First, we can create a grid of 500 single stars with initial masses between 50 and 150 solar masses.
In [13]: import matplotlib.pyplot as plt
In [14]: import numpy as np
In [15]: N_BINARIES = 500
# create an initial binary table of single stars
In [16]: IBT_bh = InitialBinaryTable.InitialBinaries(
....: m1=np.linspace(50, 150, N_BINARIES),
....: m2=np.zeros(N_BINARIES),
....: porb=np.zeros(N_BINARIES),
....: ecc=np.zeros(N_BINARIES),
....: kstar1=[1] * N_BINARIES,
....: kstar2=[0] * N_BINARIES,
....: metallicity=[0.01] * N_BINARIES,
....: tphysf=[200] * N_BINARIES,
....: )
....:
Now let’s copy our BSEDict but turn of pair-instability supernovae (PISN) to simplify the top end of the plot and make sure any differences are just coming from timesteps.
# switch off PISN to simplify the plot
In [17]: no_PISN_BSEDict = BSEDict.copy()
In [18]: no_PISN_BSEDict["pisn"] = 0
We can set up 4 different choices of timesteps to compare:
The default choice in
COSMIC:dt_mass_modifiers = [(40, 70, 0.3), (70, np.inf, 0.1)]Half the default BSE timesteps:
dt_mass_modifiers = [(0, np.inf, 0.5)]The default BSE timesteps:
dt_mass_modifiers = []Double the default BSE timesteps:
dt_mass_modifiers = [(0, np.inf, 2)]
In [19]: bpp_timesteps = []
In [20]: labels = ['Default dt_mass_modifiers', 'Half BSE',
....: 'BSE defaults', 'Double BSE']
....:
In [21]: dt_mass_modifiers_vals = [
....: [(40, 70, 0.3), (70, np.inf, 0.1)],
....: [(0, np.inf, 0.5)],
....: [],
....: [(0, np.inf, 2)]
....: ]
....:
Now let’s use those to evolve our grid of single stars 4 different times and store the resulting BPPs.
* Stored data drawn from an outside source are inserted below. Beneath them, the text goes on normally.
PR #7595, opened 2019-05-24
FIX: delete system generated message when user_export record is deleted

techAPJ:
FIX: system generated message for user export should be closed by default

### DIFF
--- a/app/jobs/onceoff/clean_up_user_export_topics.rb
+++ b/app/jobs/onceoff/clean_up_user_export_topics.rb
@@ -1,0 +1,36 @@
+# frozen_string_literal: true
+
+module Jobs
+  class CleanUpUserExportTopics < Jobs::Onceoff
+    def execute_onceoff(args)
+      translated_keys = []
+      I18n.available_locales.each do |l|
+        translated_keys << I18n.with_locale(l.to_sym) { I18n.t("system_messages.csv_export_succeeded.subject_template") }
+      end
+      translated_keys = translated_keys.uniq
+
+      slugs = []
+      translated_keys.each do |k|
+        slugs << "%-#{Slug.for(k.gsub('[%{export_title}]', ''))}"
+      end
+      # "[%{export_title}] 資料匯出已完成" gets converted to "%-topic", do not match that slug.
+      slugs = slugs.reject { |s| s == "%-topic" }
+
+      topics = Topic.with_deleted.where(<<~SQL, slugs, 2.days.ago)
+        slug LIKE ANY(ARRAY[?]) AND
+        archetype = 'private_message' AND
+        subtype = 'system_message' AND
+        posts_count = 1 AND
+        created_at < ? AND
+        user_id = -1
+      SQL
+
+      topics.each do |t|
+        Topic.transaction do
+          t.posts.first.destroy!
+          t.destroy!
+        end
+      end
+    end
+  end
+end
--- a/app/jobs/regular/export_csv_file.rb
+++ b/app/jobs/regular/export_csv_file.rb
@@ -87,7 +87,12 @@ module Jobs
       end
 
     ensure
-      notify_user(download_link, file_name, file_size, export_title)
+      post = notify_user(download_link, file_name, file_size, export_title)
+      if user_export.present? && post.present?
+        topic = post.topic
+        user_export.update_columns(topic_id: topic.id)
+        topic.update_status('closed', true, Discourse.system_user)
+      end
     end
 
     def user_archive_export
@@ -384,8 +389,9 @@ module Jobs
     end
 
     def notify_user(download_link, file_name, file_size, export_title)
+      post = nil
       if @current_user
-        if download_link.present?
+        post = if download_link.present?
           SystemMessage.create_from_system_user(
             @current_user,
             :csv_export_succeeded,
@@ -398,6 +404,7 @@ module Jobs
           SystemMessage.create_from_system_user(@current_user, :csv_export_failed)
         end
       end
+      post
     end
   end
 end
--- a/app/models/user_export.rb
+++ b/app/models/user_export.rb
@@ -3,6 +3,7 @@
 class UserExport < ActiveRecord::Base
   belongs_to :user
   belongs_to :upload, dependent: :destroy
+  belongs_to :topic, dependent: :destroy
 
   around_destroy :ignore_missing_post_uploads
 
@@ -14,7 +15,14 @@ class UserExport < ActiveRecord::Base
 
   def self.remove_old_exports
     UserExport.where('created_at < ?', 2.days.ago).find_each do |user_export|
-      user_export.destroy!
+      UserExport.transaction do
+        begin
+          Post.where(topic_id: user_export.topic_id).find_each { |p| p.destroy! }
+          user_export.destroy!
+        rescue => e
+          Rails.logger.warn("Failed to remove user_export record with id #{user_export.id}: #{e.message}\n#{e.backtrace.join("\n")}")
+        end
+      end
     end
   end
 
@@ -34,4 +42,5 @@ end
 #  created_at :datetime         not null
 #  updated_at :datetime         not null
 #  upload_id  :integer
+#  topic_id   :integer
 #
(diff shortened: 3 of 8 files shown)


db/migrate/20190523093215_add_topic_id_to_user_exports.rb
```diff
@@ -0,0 +1,5 @@
+class AddTopicIdToUserExports < ActiveRecord::Migration[5.2]
+  def change
+    add_column :user_exports, :topic_id, :integer
```
tgxworld: Does this need to be `null: false`? It seems like the links for user export are only exposed via a PM so I would think that we need to enforce that `UserExport` are always tied to a topic.

tgxworld:
I think we should do a clean up all the invalid PMs that have been created thus far.

db/migrate/20190523093215_add_topic_id_to_user_exports.rb
techAPJ: I was worried about existing rows in `user_exports` table. I will do something like `change_column_null :table_name, :column_name, false.

techAPJ:
@tgxworld regarding cleaning up existing invalid PMs @SamSaffron [already added](https://github.com/discourse/discourse/commit/954293655f9c60689a52101405e6ccb1175484c9#diff-a0e0257135a571aa3b9da75d1d9d6892) a rake task for it. Do we want to use that or create a new onceoff job for it?

tgxworld:
We need to clean this up across instances automatically so I think the rake task isn't going to work for self hosters. Note that the rake task is also incomplete because it only takes into consideration the `en` locale.

db/migrate/20190523093215_add_topic_id_to_user_exports.rb
techAPJ: Actually `null: false` might not be possible because the topic is created _after_ the UserExport record is created and then we update the `topic_id` column, same as what we do for `upload_id`.

tgxworld: Hmm that is tricky. Is there a reason we send a system message for the link instead of an email like we do for admins to download backups?

techAPJ: No specific reason. I guess this was how we envisioned this feature to work in initial spec i.e. downloading archive without needing to leave Discourse UX.

techAPJ: Note that we also send system message (with backup logs) when taking a backup and link Admin to admin/backups page to download that file. This is done for additional security purpose I believe.

tgxworld: I guess we just need to create the topic and upload before creating the `UserExport`?

techAPJ: That's not trivial to do as upload contains file name which includes `UserExport` id and topic has file download link which can't be generated without creating user_export record and upload first.

app/jobs/onceoff/clean_up_user_export_topics.rb
```diff
@@ -0,0 +1,25 @@
+# frozen_string_literal: true
+
+module Jobs
+  class CleanUpUserExportTopics < Jobs::Onceoff
+    def execute_onceoff(args)
+      slug = "%-#{Slug.for(I18n.t('system_messages.csv_export_succeeded.subject_template').gsub('[%{export_title}]', ''))}"
```
tgxworld: I think we can't take the server's locale. If I am not wrong, the user export should be generated based on the `user's` locale?

app/jobs/regular/export_csv_file.rb
```diff
@@ -87,7 +87,12 @@ def execute(args)
       end
 
     ensure
-      notify_user(download_link, file_name, file_size, export_title)
+      post = notify_user(download_link, file_name, file_size, export_title)
+      if user_export.present? && post.present?
+        topic = post.topic
+        user_export.update_columns(topic_id: topic.id)
+        topic.update_status('closed', true, Discourse.system_user)
```
tgxworld: I'm not sure about this but are closed PMs deleted eventually?

db/migrate/20190523093215_add_topic_id_to_user_exports.rb
tgxworld: Ah icic. I guess we can just leave it as nullable then.

app/jobs/onceoff/clean_up_user_export_topics.rb
techAPJ: I verified locally that user export messages are generated based on server locale, not user's.

spec/jobs/clean_up_user_export_topics_spec.rb
```diff
@@ -0,0 +1,38 @@
+# frozen_string_literal: true
+
+require 'rails_helper'
+
+RSpec.describe Jobs::CleanUpUserExportTopics do
+  fab!(:user) { Fabricate(:user) }
+
+  it 'should delete ancient user export system messages' do
+    post = SystemMessage.create_from_system_user(
+            user,
```
tgxworld: Minor but indentation looks off here?

spec/jobs/clean_up_user_export_topics_spec.rb
```diff
@@ -0,0 +1,38 @@
...
+    I18n.locale = :fr
+    post = SystemMessage.create_from_system_user(
+            user,
+            :csv_export_succeeded,
+            download_link: "http://example.com/download",
+            file_name: "xyz.gz",
+            file_size: "55",
+            export_title: "user_archive"
+          )
+    post.topic.update_attribute(:created_at, 5.days.ago)
```
tgxworld:
```suggestion
    post.topic.update!(:created_at, 5.days.ago)
```

tgxworld:
```suggestion
    post.topic.update!(created_at: 5.days.ago)
```

app/jobs/regular/export_csv_file.rb
techAPJ: No. I am closing the PM here per Sam's request. For hard deleting the PM I added `belongs_to :topic, dependent: :destroy` in `user_export.rb`.

app/jobs/onceoff/clean_up_user_export_topics.rb
tgxworld: What if the server's locale has been changed? If we don't want to loop through all the available locales, we can look through the site settings history. 

Also, it is a bug that the system message isn't generated using the user's locale.

app/jobs/regular/export_csv_file.rb
tgxworld: I think destroying a topic doesn't destroy it posts.

techAPJ: Fixed.

app/models/user_export.rb
```diff
@@ -14,6 +15,7 @@ def ignore_missing_post_uploads
 
   def self.remove_old_exports
     UserExport.where('created_at < ?', 2.days.ago).find_each do |user_export|
+      Post.where(topic_id: user_export.topic_id).find_each { |p| p.destroy! }
```
tgxworld: We probably want to run this in a transaction. 

Also, what happens if an error is raised while destroying a user_export? Do we want to raise the error and stop the clean up midway or should we rescue errors and log?

app/jobs/onceoff/clean_up_user_export_topics.rb
techAPJ: We will now loop through all available locales.

app/models/user_export.rb
techAPJ: Wrapped in transaction and rescued + logged errors.

app/models/user_export.rb
```diff
@@ -14,7 +15,14 @@ def ignore_missing_post_uploads
 
   def self.remove_old_exports
     UserExport.where('created_at < ?', 2.days.ago).find_each do |user_export|
-      user_export.destroy!
+      UserExport.transaction do
+        begin
+          Post.where(topic_id: user_export.topic_id).find_each { |p| p.destroy! }
```
tgxworld: Hmm I think we should be careful here. If `user_export.topic_id` is `nil`, the query will find all posts that has `topic_id IS NULL`. That is though impossible since `Post#topic_id` is not `nullable`. Perhaps an `if` check to ensure that we don't run an extra query unnecessarily?

tgxworld:
@techAPJ  One more comment otherwise the changes look good to me. Feel free to merge after.

app/models/user_export.rb
techAPJ: Agreed, done.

In [22]: for dtmm in dt_mass_modifiers_vals:
....: bpp, _, _, _ = Evolve.evolve(
....: initialbinarytable=IBT_bh,
....: SSEDict=SSEDict,
....: BSEDict=BSEDict,
....: dt_mass_modifiers=dtmm,
....: )
....: bpp_timesteps.append(bpp)
....:
With our evolution done, let’s find the final BH mass and the corresponding initial mass in each grid for plotting.
In [23]: m_inits = []
In [24]: m_bhs = []
In [25]: for bpp in bpp_timesteps:
....: bh = bpp.loc[bpp['kstar_1'] == 14].groupby(level=0).last()
....: init = IBT_bh.loc[bh.index, 'mass_1']
....: m_init, m_bh = init.values, bh['mass_1'].values
....: m_inits.append(m_init)
....: m_bhs.append(m_bh)
....:
And finally, let’s plot the results!
In [26]: plt.rc('font', family='serif')
In [27]: plt.rcParams['text.usetex'] = False
In [28]: fs = 24
In [29]: params = {'figure.figsize': (12, 8),
....: 'legend.fontsize': 0.7*fs,
....: 'legend.title_fontsize': 0.8*fs,
....: 'axes.labelsize': fs,
....: 'xtick.labelsize': 0.9 * fs,
....: 'ytick.labelsize': 0.9 * fs,
....: 'axes.linewidth': 1.1,
....: 'xtick.major.size': 7,
....: 'xtick.minor.size': 4,
....: 'ytick.major.size': 7,
....: 'ytick.minor.size': 4}
....:
In [30]: plt.rcParams.update(params)
In [31]: fig, axes = plt.subplots(2, 1, figsize=(14, 8), gridspec_kw={'height_ratios': [3, 1]})
In [32]: for m_init, m_bh, label, zorder in zip(m_inits, m_bhs, labels, [100, 50, 25, 1]):
....: axes[0].plot(m_init, m_bh, zorder=zorder, label=label)
....:
In [33]: axes[0].legend();
In [34]: for m_init, m_bh in zip(m_inits, m_bhs):
....: axes[1].plot(m_init, m_bh - m_bhs[0])
....:
In [35]: axes[1].set_xlabel('Initial primary mass $M_1^\\mathrm{init}$ [$M_\\odot$]');
In [36]: for ax in axes:
....: ax.grid(True, lw=0.4, alpha=0.4);
....:
In [37]: axes[0].set_ylabel('BH mass [$M_\\odot$]');
In [38]: axes[1].set_ylabel('Difference [$M_\\odot$]');
In [39]: plt.tight_layout();
In [40]: plt.show()
So we can see here that there are clear numerical artifacts in the relation between initial mass and BH mass when using the default BSE timesteps (and especially when they are larger!). This motivated our choice of the default dt_mass_modifiers in COSMIC to ensure more stable evolution for very massive stars.